Isabela Barreiros Publicado em 21/06/2020, às 10h00

Adolf Hitler saudando seus membros, cercado por símbolos nazistas
Adolf Hitler saudando seus membros, cercado por símbolos nazistas - Getty Images

1. Minha Luta

Em seu próprio livro, Minha Luta (Mein Kampf), Hitler já mostrava como sua posição era diferente das ideologias de esquerda. A confusão entre as políticas corporativas e autocráticas da proposta nazista com lógica comunitarista e planificadora do comunismo marxista era até mesmo uma espécie de piada para o Führer.

“Quantas boas gargalhadas demos à custa desses idiotas e poltrões burgueses, nas suas tentativas de decifrarem o enigma da nossa origem, nossas intenções e nossa finalidade! A cor vermelha de nossos cartazes foi por nós escolhida, após reflexão exata e profunda, com o fito de excitar a esquerda, de revoltá-la e induzi-la a frequentar nossas assembleias; isso tudo nem que fosse só para nos permitir entrar em contato e falar com essa gente”, escreveu o nazista.


2. Horror aos “vermelhos”

Crédito: Getty Images

 

Os ideais comunistas presentes na retórica marxista eram de total repulsa para o político austro-alemão. Ainda no Mein Kampf, no capítulo A Luta com os Vermelhos, Hitler analisa a relação ideal a se estabelecer entre o povo alemão e as ideologias classistas de esquerda, colocando a necessidade do combater o marxismo impregnado na sociedade alemã.

Defendendo o aniquilamento dos socialistas, anarquistas e esquerdistas em geral, durante seu governo, milhões de membros de movimentos de esquerda foram mortos ou torturados em campos de concentração, juntamente aos judeus.


3. Propriedade privada

A principal condição para que se considere um posicionamento comunista é a de ser a favor do fim da propriedade privada. No entanto, essa não era a premissa para o regime instaurado por Hitler — muito pelo contrário. O líder fez com que muitas empresas conseguissem se estabelecer economicamente e, ainda, lucrar com o autoritarismo e antissemitismo da ideologia nazista.

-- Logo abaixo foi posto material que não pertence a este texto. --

PR #655, opened 2019-10-07
docs: update react-native-windows recipe

zamotany:
#650

### DIFF
--- a/docs/Recipes.md
+++ b/docs/Recipes.md
@@ -157,7 +157,7 @@ export default makeConfig({
   platforms: ['windows', 'ios', 'android'], // or ['windows'] if you only use windows platform
   bundles: {
     index: {
-      entry: entry: withPolyfills('./index.js', {
+      entry: withPolyfills('./index.js', {
         initializeCoreLocation: 'node_modules/react-native-windows/Libraries/Core/InitializeCore.js'
       }),
       providesModuleNodeModules: ['react-native', 'react-native-windows'],
--- a/docs/Recipes.md
+++ b/docs/Recipes.md
@@ -125,13 +125,16 @@ export default makeConfig({
 
 ## Use Haul with `react-native-windows`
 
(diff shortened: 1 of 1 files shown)


docs/Recipes.md
```diff
@@ -142,6 +145,35 @@ export default makeConfig({
 });
 ```
 
+### With React Native 0.60 and newer
+
+React Native 0.60 removed Haste imports, so now in order to use out-of-tree platforms, you need to modify `InitializeCore` location and alias `react-native` to your out-of-tree library.
```
thymikee: Technically they removed _some_ of the imports, all of them were removed in 0.61. Not sure if it makes sense to make it public :D

docs/Recipes.md
```diff
@@ -142,6 +145,35 @@ export default makeConfig({
...
+
+Update your `haul.config.js` like so:
+```js
+import { makeConfig, withPolyfills } from "@haul-bundler/preset-0.60";
+
+export default makeConfig({
+  platforms: ['windows', 'ios', 'android'], // or ['windows'] if you only use windows platform
+  bundles: {
+    index: {
+      entry: entry: withPolyfills('./index.js', {
```
thymikee:
```suggestion
      entry: withPolyfills('./index.js', {
```

docs/Recipes.md
```diff
@@ -142,6 +145,35 @@ export default makeConfig({
...
+        initializeCoreLocation: 'node_modules/react-native-windows/Libraries/Core/InitializeCore.js'
```
thymikee: wouldn't `require.resolve` be nicer?

zamotany: Well, it wouldn't work. `initializeCoreLocation` is joined with `root` option, which you can omit as in here and it will be set to `process.cwd()`. I'm not entirely sure why is that, but for sure doing `require.resolve` inside `withPolyfills` will not always work and we don't want to require users to specify `initializeCoreLocation` everytime with `require.resolve`.

thymikee: Get it. Paths are tricky :|

PR #656, opened 2019-10-10
chore: setup code coverage report & check from unit and e2e tests

zamotany:


babel.config.js
```diff
@@ -16,8 +16,14 @@ module.exports = {
     '@babel/plugin-transform-react-jsx',
   ],
   env: {
+    // Building for local development and E2E tests
     development: {
       ignore: [/__tests__/],
+      plugins: ['babel-plugin-istanbul'],
```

Segundo o artigo Aposta em Hitler — O valor das conexões políticas na Alemanha Nazista, de Thomas Ferguson e Hans-Joachim Voth, uma em cada sete empresas aprovavam o nazismo no início dos anos 1930. Os autores apontam que muitas estavam envolvidas com o regime, e foram muito bem compensadas por isso. A tese ainda revela que as instituições que apoiaram o movimento nazista tiveram uma alta extraordinária e incomum, com retornos avaliados em 5 a 8% entre o período de janeiro e março de 1933.


4. Raça superior

A ideologia nazista não visava uma sociedade igualitária, tal qual prega o comunismo, mas sim uma raça superior — totalmente o oposto do que dizem as teorias de esquerda. Em uma sociedade sem opressões, não haveria espaço para um posicionamento de superioridade baseada na biologia.

Além disso, o marxismo também leva em conta uma análise materialista do mundo, não biológica, como o nazismo. Ao usar o “social-darwinismo” como base, Hitler insiste que o poder deveria estar com os indivíduos mais aptos, — para ele, a raça ariana, — e não com a massa da classe trabalhadora.


5. Invasão á URSS

Hitler e Stalin / Crédito: WIkimedia Commons

Colocando seu ódio aos comunistas em prática, o Führer invadiu a União Soviética, a maior representação da ideologia na época, em junho de 1941, na chamada Operação Barbarossa. Com o intuito de acabar com a ameaça do bloco frente ao mundo, o nazista liderou suas tropas para conquistar as terras do da URSS.

Na tentativa de cumprir sua velha promessa de enterrar o comunismo e ampliar o espaço vital para a raça ariana, Hitler organizou a gigantesca ação militar, que envolveu mais de 3 milhões de homens, 3.580 veículos blindados, 7 mil peças de artilharia e milhares de aviões. "Só temos de chutar a porta e toda a estrutura podre desmoronará”, afirmou o líder.